本研究研究了两种细菌菌株，红红红球菌和硝基瓜jacolicus Paenarthrobacter nitroguajacolicus的生物降解能力，确定了P. nitroguajacolicus是降解低密度聚乙烯（LDPE）的新候选菌株，LDPE是塑料污染的主要来源。这两种菌株都是从塑料污染的环境中分离出来的，并在以LDPE为唯一碳源的实验室条件下培养。活细胞计数测量显示，P. nitroguajacolicus细菌计数峰值约为2 × 106 CFU/mL，在45天的孵育期内观察到间歇性增加。相比之下，红褐毛霉表现出更稳定的趋势，峰值计数为5 × 105 CFU/mL。这些结果表明，硝基瓜黄霉在LDPE上具有优越的生长潜力。三磷酸腺苷（ATP）测定结果表明，其代谢活性显著，其中氮瓜柳碱（P. nitroguajacolicus）的RLU值为135，高于红杉（R. erythropolis）的96。这支持了Pn在代谢降解LDPE方面更活跃的说法。
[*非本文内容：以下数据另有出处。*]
PR #3769, opened 2021-11-23
[Expert] Industrial Foregoing Power Pass

MuteTiefling:
Generally increases the cost to operate all IF machines. Lower end machines are kept cheap to run, while the bulk of the boost ends up in things like enchanting, ore processing, and the ore/fluid laser.

Ore Processing: 

The below ratios assume maximum upgrades in each machine and demonstrate what's needed to keep all of the machines running at the same rate. 

2x
1 Washing Machine
1 Fermentation Station running 1/4 the time
1 Sieving Machine running 1/4 the time

Approx power: 600 FE/t

3x
1 Washing Machine
1 Fermentation Station running 1/2 the time
1 Sieving Machine running 1/2 the time

Approx power: 800 FE/t

4x
1 Washing Machine
3 Fermentation Station 
3 Sieving Machine

Approx power: 2800 FE/t

4x
1 Washing Machine
5 Fermentation Station 
5 Sieving Machine

Approx power: 4400 FE/t


MuteTiefling:
Bio Fuel and Bioreactor

Bumps biofuel up to the same rate as other bio fuels for Thermal Dynamos.

Bioreactor takes 2 million FE over 7200 ticks to make fuel. So about 278 FE/t before upgrades. 

Biofuel generators run at 1000FE/t, producing 10 million FE per bucket.

This means the setup can be net negative if the bioreactor is run at low efficiency (only providing one type of input).
However, with full upgrades (speed, efficiency, and processing), a single bioreactor can run 9 generators at a net gain of 15.28 million FE at a total of 9k fe/t.

NillerMedDild:
> 2x 1 Washing Machine 1 Fermentation Station running half the time 1 Sieving Machine running half the time
> 
> Approx power: 40k FE/t
> 
> 3x 1 Washing Machine 1 Fermentation Station 1 Sieving Machine
> 
> Approx power: 60k FE/t
> 
> 4x 1 Washing Machine 3 Fermentation Station 3 Sieving Machine
> 
> Approx power: 140k FE/t
> 
> 4x 1 Washing Machine 5 Fermentation Station 5 Sieving Machine
> 
> Approx power: 220k FE/t

I feel like this is very expensive considering how little the player can generate with IF at this point, without scaling the number of generators up massively.

MuteTiefling:
Good point. I can certainly lower the cost of the 2x and 3x processing, as those would realistically be the only modes they'd be able to access early on. Once they're getting into pink slime/ether gas needed to run 4x and 5x though, they're similarly getting into Powah and the more expensive machines of late game.

NillerMedDild:
Sounds good :)

MuteTiefling:
Thinking about this more. I can't actually reduce the 2x/3x power per tick without similarly impacting the higher tiers. So I'm just gonna bring it all down a fair bit and focus on making the laser drill more expensive to run. That'll be the main cost of moving into 4x/5x here.

MuteTiefling:
new values above

NillerMedDild:
Looks good 👍 perhaps even a little too cheap 🤔 would 2x the current be acceptable?

MuteTiefling:
I'm good with doubling it

MuteTiefling:
Ore/Fluid Drilling

Laser Drills
Base cost: 5k FE/t
Slowed down moderately compared to default as they're very fast and can be stacked a lot. Requires 100 ticks of progress rather than 50.

Stasis Chamber
Base Cost: 25k FE/t

A spirited Powah reactor, for reference, outputs about 225k FE/t. So while costly, this should be very attainable at this level. A setup with a single stasis chamber and 4 drills would run at a cost of about 45k FE/t. 

A spirited thermo gen similarly outputs about 86k fe/t running on ether gas. A laser setup could therefore be self powered, and does still produce a net gain on ether gas even without any upgrades in the laser. Not a lot, but some upgrades in the lasers go a long ways to making that very good. 

Ore Laser Base
Further slowed from 100 ticks of progress per operation to 200. Makes Ore mining more costly without further impact to liquid mining.

MuteTiefling:
IF Dissolution chamber runs at 25k FE/t now. 

Enchantment factory at 50k FE/t

Applicator and Extractor at 5k FE/t

Mob Crusher runs at 50k FE/t

Mob Duplicator runs at 2.5 million per operation, which amounts to 50k FE/t without upgrades. 

Similarly, the Wither Builder runs at 500k per operation, effectively 5k FE/t without upgrades.

PR #3778, opened 2021-11-25
Frosty Json

Master2Mind88:
Here is frosty json file updated that is updated so that it has Centrifuge Data and use the secondary output as what the Thermal Pulverizer will give you if that is correct.


TemperedFool:
Thank you - not sure what I did to not include that...

PR #3788, opened 2021-11-26
Apotheosis Tome Towers and Astral Shrines loot tweaks

MuteTiefling:
Introduces a bunch of 'magical' type reagents as extra loot in Apotheosis tome towers. The original loot table rolls first, then the new ones as extra, so this shouldn't take anything away or make them rarer.

Still want to add some more caster tomes to this, only have 3 so far. Just need ideas for spells. 

Similarly, I've added a 'breeding pair' of animals to the Astral Shrines. Each chest has a 50% chance to have 1 pair of Shrink bottles with animals in them.


MuteTiefling:
Gonna call this good for now. Can always come back and add more books

NillerMedDild (approved):

PR #3807, opened 2021-11-29
Move Alloy Bees to Induction Smelter

TemperedFool:
Moving from block->egg mutations to Induction Smelting for Alloy Bees. Originally wanted to do it this way, works now apparently. This resolves a progression break in Expert for Steel and other alloys.


NillerMedDild (approved):

TemperedFool:
Awesome, I want to just make sure I failed to mess any of this up, then I'll merge it.

TemperedFool:
Remembering why I didn't do this last time - Thermal doesn't seem to care about NBT on inputs. I've swapped all these recipes over to Honeycomb Blocks, and when possible an empty jar too. Lumium/Signalum/Enderium all have 3 inputs, so they get no jar.

PR #3821, opened 2021-12-01
[Expert] Pyrolizer back behind coke dust

MuteTiefling:
This was originally behind coke dust as an upgrade to the IE coke oven, but that seems to have been lost along the way. Just puts it back there by using blast brick in the recipe. 

image


NillerMedDild:
I'm gonna playtest this soon to see how the Create-detour feels like when you're going Thermal first, hopefully this is good though 😄

PR #3823, opened 2021-12-01
[Expert] Smol Tweaks

MuteTiefling:
Cake transmutation
image

Don't think Bucket of Slime is gonna work out (too much confusion since tinkers green slimes cannot currently be bucketed) So, a slight change to the scanner
image

Mud unification for all modes
Byg mud was conflicting with environmentals mud. Unified to environmental and made stonecutter recipes for converting mud and mud bricks.


MuteTiefling:
ready for review

NillerMedDild (approved):

NillerMedDild:
Looks good :D

PR #3826, opened 2021-12-01
Little Buzzy Tweaks

TemperedFool:
Fixes up loot tables for RBees quests, removing all the extra NBT and making sure gifted bees don't break progression. Almost all of the bees given are world-gen, and they come in pairs. Tables have 2 pools, one for a bee pair, and one for other useful bee-related stuff.

Bump up spawning bees honey/wax output - both can be a bit hard to come by, and are required for progressing in RBees.

Cobalt secondary makes it strictly better than Cobalt bee; blizz powder isn't as good as Blizz bee though.


NillerMedDild (approved):

NillerMedDild:
Nice work!

PR #3838, opened 2021-12-03
[Expert] Fix uncraftable hardened jetpack

MuteTiefling:


NeosGhost:
Modpack Version Expert 0.5.24

Hardened jetpack still uncraftable

Rodg88:
It is craftable, the bucket needs to be named the correct name. You can ether find a #MLG-YOLO bucket as loot or make one yourself by naming it when you put an infinity book onto a water bucket.

PR #3845, opened 2021-12-05
Documentation and tweaks

MuteTiefling:
Simplify Arcane Gold
image

More Info tabs:
image

image
Removed the easier vacuum tube as a result of this. 

image


MuteTiefling:
Lowered number of rolls for loot in atum crates. Left nuggets, but at much lower rates than before. The idea is that these guys are very successfully pillaging surrounding areas and, as such, are rather rich in raw materials.

PR #3856, opened 2021-12-06
[Expert] IE recipes, configs, and more

MuteTiefling:
Due to progression changes for some modes, I'm removing the 'gating' in the patchouli books. This enables the players to see all entries from the start. While this might normally cause some confusion as to how to progress, this being expert and the fact we have quests, I think this is acceptable to prevent entries being locked out unintentionally. 

Engineering Blocks
image
image
image

LV Capacitors
image
MV Capacitors
image
HV Capacitors
image

Ranged Pumps pump
image
Honestly people would be a bit silly to use this for lava over Create, but hey :D

Storage Scanner
image
Brought forward a bit by including some magic. 

IE windmill/waterwheel brought forward
image
image
image

Dynamo
image

image

Radiator Block
image

Portable Generator
image

Generator Block:
image

Cloche:
image

New way to get Fish Bones, rather than fishing for trash, just get any fish and convert to bones with NA
image


MuteTiefling:
Removing Compressors and Charging Stations from the PNC Villager homes. This means two things:
1) No early trades for PNC stuff. Once you're able to make a charging station, trades are available
2) No access to Compressed air prior to making real compressors. Despite breaking when attempting to pick them up, they could still be used in situ, which wasn't ideal.

TemperedFool:
can we plz get this in soon? I want the storage scanner ^_^

MuteTiefling:
Should be set for review.

NillerMedDild (approved):

Issue #4333, opened 2022-03-05
Add Storage Parts to Advanced assembly table.


Kevin-Marsh:
### Describe your suggestion

At the moment only the base crafting components are available for the advanced assembly table. I am suggesting that you add the storage parts in too since it is an extremely long craft at the higher levels for RS.

### Why would you like this added/changed?

Save time making large disks.

MuteTiefling:
well, it's a ton of extra items in JEI, but it wasn't too bad to do.

PR #4334, opened 2022-03-05
[Expert] Add storage parts to advanced assembly table

MuteTiefling:
Same as the other advanced assembly recipes. Just batches up the craft to make it faster. 30x per run, so 30x faster

image

image

image


MuteTiefling:
Resolves #4333

PR #4336, opened 2022-03-05
Add new main menu panorama

theboo:
Was also planning on using config swapper to have a different packmenu.cfg for rid's expert logo, but either config swapper doesn't work with .cfg files, or the menu assets are loaded before the file is swapped because it does not seem to work.

new panorama:
image


Darkere:
.cfg is a custom format. Only toml is supported right now. I guess I could think about building in a fallback that copies and pastes the entire file.

PR #4338, opened 2022-03-05
Blacklist BM and Occultism from cardboard box. Expand restrictions to chalk and BM altar runes

MuteTiefling:
Blacklist BM and Occultism from cardboard box. Expand restrictions to chalk and BM altar runes


Quezler:
having to move each of the 4 dusk runes by cart is a pain :D

MuteTiefling:
... Why are you moving them? Just chalk them in with the ritual builder wand.

Quezler:
when you don't have dusk unlocked yet you can find these while exploring, just enough for an early well of suffering ^-^

PR #4339, opened 2022-03-05
Raise sea level in Terraforged preset up to y=62

theboo:
Raise sea level to 62 (vanilla default), terraforged default is 63, and we are at 58 right now. Tested with a few worlds and getting plenty of surface caves and surface water at sea level 62. This should help with some of the ocean structures looking kinda jank. When we first lowered the sea level, I had to go below 60 to start seeing surface water/caves so maybe something was fixed on TF's side since then as the change was made in our preset quite awhile ago.

This will not affect current worlds, only new worlds will get the new sea level.

image


NillerMedDild:
Boooo... Why does this PR have a menu panorama in it... 😄

theboo:
lmao yeah, i messed up and didnt put the panorama PR in its own patch... if the panorama PR isn't accepted ill re-do this one

NillerMedDild:
No worries I just need to approve your PRs faster :diy-catjam:

PR #4360, opened 2022-03-08
Add packmenu config to config swapper for menu logo

theboo:
Config swapper will need updated for this to swap the .cfg file. Thanks to Darkere for both updating configswapper and making the kubejs startup script to have the packmenu config get reloaded after swap.

Tested changing to expert and back to normal mode, works perfectly

### DIFF
--- a/config/configswapper/expert/config/packmenu.cfg
+++ b/config/configswapper/expert/config/packmenu.cfg
@@ -1,0 +1,132 @@
+# Configuration file
+
+"forge info" {
+    # The anchor point for this element. [default: FORGE]
+    S:"Anchor Point"=FORGE
+
+    # The X offset for this element. [range: -1000 ~ 1000, default: 0]
+    I:"X Offset"=0
+
+    # The Y Offset for this element. [range: -1000 ~ 1000, default: 0]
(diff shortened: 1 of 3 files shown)


Darkere:
note: the normal config file needs to exist already for this to work.

NillerMedDild (approved):

NillerMedDild:
Nice work you two!

NillerMedDild:
Have you tested what happens in the following flow?

- Launch game in normal mode
- Join world
- Use `/mode expert` command
- Leave world

Which icon appears?

Darkere:
The wrong one, since this script only runs on launch. 

I still want to reload powah configs too on mode change. Would put this in there too. It's next on the todo list.

gabriel-andreescu:
Hi, this change introduces a crash @world load:
[https://pastebin.com/raw/QQSwJdyH](https://pastebin.com/raw/QQSwJdyH)

After further investigation I found this:
`(only configs in TOML format are supported at this time)`
source: [Config Swapper](https://www.curseforge.com/minecraft/mc-mods/config-swapper)

NillerMedDild:
Alright 👍

PR #4361, opened 2022-03-08
Update Terraforged Preset to include all the new structures

### LINKED ISSUE #4349: With the inclusion of when dungeons arise, the terraforged config preset of enigmatica needs to be updated for structures.
### Describe your suggestion

Basically what it says on the tin; the new dungeons arise isn't included on the terraforged config. 

Certain structures should be limited in size.

theboo:
This wont affect anything in current or new worlds as it updates itself whenever someone starts a world and sees new structures that it doesn't have, we just haven't updated it on the repo in a minute

fixes #4349

### DIFF
--- a/config/terraforged/presets/Enigmatica.json
+++ b/config/terraforged/presets/Enigmatica.json
@@ -73,6 +73,228 @@
         "salt": 10387313,
         "disabled": false
       },
+      "dungeons_arise:abandoned_temple": {
+        "spacing": 30,
+        "separation": 20,
+        "salt": 43726252,
+        "disabled": false
+      },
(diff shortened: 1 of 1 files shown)


NillerMedDild (approved):

Thiana:
When you say it wont affect current worlds? Do you just mean existing chunks or does that include new chunks in worlds generated before the change? It sounds like the latter which leads to the question is there any way to force terraforged to update for an existing world? Thanks.

theboo:
This won't effect new worlds or old worlds in any way. All of this was already auto generating in people's preset files with these same settings when they created their worlds, now we're just shipping it like this for visibility.

PR #4443, opened 2022-03-19
Reload powah and randompatches configs on mode change

Darkere:
Haven't actually tested on a server but since the networking is also used in SP, it should work just fine on a server too.


NillerMedDild (approved):
Nice work!

Issue #4479, opened 2022-03-23
Server - Locking when structures generate above build height


YoItSoul:
### Modpack Version

Enigmatica6-1.0.0.zip

### Describe your issue.

When players are exploring, it appears that the server soft crashes (never stops responding) when structures such as the air ship are generated above the world height. Players cannot move and console in unresponsive to commands other than killing the java PID.

This is simply speculation but some of my players have connected when/where the issues occur.

The only error I could catch from the logs appear as: 

```[Server thread/WARN] [minecraft/Chunk]: Tried to load a block entity for block Block{minecraft:air} but failed at location BlockPos{x=-8424, y=261, z=-2747}```

(*no crash report, since it never stopped entirely, just locked up*)

### Latest Log

https://gist.github.com/YoItSoul/ad41863bf827c3b2acd954b25677f317

### Have you modified the modpack?

Yes

### User Modifications

The only modification we have to the modpack is a "welcome" quest and Discord integration.

### Did the issue happen in singleplayer or on a server?

Server

NillerMedDild:
Thanks for the report - I found it reported on their tracker here: https://www.curseforge.com/minecraft/mc-mods/when-dungeons-arise/issues/38

theboo:
Any chance you could grab a screenshot of the structure at that location?

YoItSoul:
> Any chance you could grab a screenshot of the structure at that location?

Literally can't. Server locks up when loading the chunk.

YoItSoul:
Requires myself to edit the playerdata position in order to unlock the server.

theboo:
Damn, alright... Well I'm going to disable these structures for the next update, was hoping to see what this one was specifically... After disabling you'll prolly just need to delete those chunks and should be good I would think

YoItSoul:
@theboo So it appears that the issue is primarily coming from the airships as they tend to be the only structure that can spawn x high above an already high world gen.

YoItSoul:
Multiple sources have confirmed that the "cursed chunks" as my community calls them, contain air ships. - Specifically the ones that may have phantom mounted enemies?

theboo:
yup yup, ty... i spoke with the dev of dungeons arise and was told which structures to disable... this wont help those chunks tho, after next update when those structures are disabled, u will have to delete those chunks to purify the curse xD

PR #4487, opened 2022-03-24
Disables flying structures and infested temple

theboo:
These structures have a possibility of partially generating above build limit causing watchdog crashes in terraforged worlds


MuteTiefling:
#4479

Issue #4526, opened 2022-03-29
[Expert] Astral Sorcery Quest Step Inconsistency


carloverso:
### Modpack Version

1.0 Expert

### Describe your issue.

I can just barely pull off E6E with questbook and google, but i have found an issue with Astral Sorcery quest.

Currently it's like this:
https://i.imgur.com/K8bNEP8.png

You craft the Luminous crafting table, but it says linking tool is required. But if you don't know AS, you don't know how to get AS rocks. You can't make linking tool, so you can't make the table.

After googling, searching discord etc. I realised how to find rocks with Resonating wand, made linking tool, made table, quest completed, but suddenly.

**There's Rock Crystal quest**, which shows all that. But its after Crafting Table one? And it gives you linking wand? Do you need 2 linking wands?

I suggest it be like this:
https://i.imgur.com/NkWdDlc.png

### Have you modified the modpack?

No

### Did the issue happen in singleplayer or on a server?

Both

PR #4530, opened 2022-03-30
Explicitly state in the Expert quests how to obtain rock crystals. Remove superfluous Linking Tool from Astral Quests. 

MuteTiefling:
Explicitly state in the Expert quests how to obtain rock crystals. Remove superfluous Linking Tool from Astral Quests.


MuteTiefling:
Resolves #4526

PR #4542, opened 2022-04-01
add tconstruct:slime_crystal tag to slime crystals

zifnab06:
Tags tinkers slime crystals so they can be used in attribute filters. 

image

### DIFF
--- a/kubejs/server_scripts/enigmatica/kubejs/base/tags/items/tconstruct/crystals.js
+++ b/kubejs/server_scripts/enigmatica/kubejs/base/tags/items/tconstruct/crystals.js
@@ -1,0 +1,3 @@
+onEvent('item.tags', (event) => {
+    event.get('tconstruct:slime_crystal').add(/tconstruct:\w+_slime_crystal/);
+});


NillerMedDild:
I don't really see the point of this tbh? 😄

zifnab06:
My bulk blasting setup looks like this: image

There's 3 options I could do here: 
- run the belts slow enough the item smelts by the time it makes it to the funnel on the far side
- run the belt at a normal speed, use a funnel + item filter, add every smelted item to the filter
- (what I'm doing) run the belt at a normal speed, use a funnel + attribute filter, add tags to the filter like this: image

Without this change, the only two options available for slime crystals (which are used in RS crafting recipes in expert mode) also appear on sky/ender slimeballs (being, tinkers general items + added by tconstruct), so there's no way to filter them with an attribute filter.

MuteTiefling:
Attribute filter should have a "is blast able" filter. Or "is smelt able"

zifnab06:
it does, once again there's an easier way to do things than what i'm doing. thanks, i'll close this.

PR #4575, opened 2022-04-05
Allow more items to stack to 64

MuteTiefling:
Mostly QoL. These ones shouldn't break anything.

### DIFF
--- a/kubejs/startup_scripts/better_stacks.js
+++ b/kubejs/startup_scripts/better_stacks.js
@@ -1,0 +1,31 @@
+onEvent('item.modification', (event) => {
+    const increaseStackSize = [
+        'minecraft:ender_pearl',
+        'rftoolsbase:infused_enderpearl',
+        'rftoolsbase:infused_diamond',
+        'minecraft:snowball',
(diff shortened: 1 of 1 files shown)


NillerMedDild:
Do the IF upgrades not depend on NBT?

MuteTiefling:
They have NBT on the, yes. But it's all the same for a given tier of upgrade. They already stack to 16 as is, this just brings it up.

NillerMedDild:
Alright 👍

Discomanco:
Could put in requests for more items, like empty Buckets and Honey Bottles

此外，利用扫描电镜（SEM）、核磁共振（NMR）和傅里叶变换红外（FTIR）光谱分析证实了LDPE的结构和化学变化。红杉对LDPE的表面降解更明显，而氮瓜jacolicus则表现出更高的代谢活性，强调了它们在生物降解中的互补作用。该研究强调了这些细菌在减轻塑料污染的可持续生物修复策略中的潜力，其中P. nitroguajacolicus因其对LDPE的降解能力而成为一种新颖且特别有前途的候选者。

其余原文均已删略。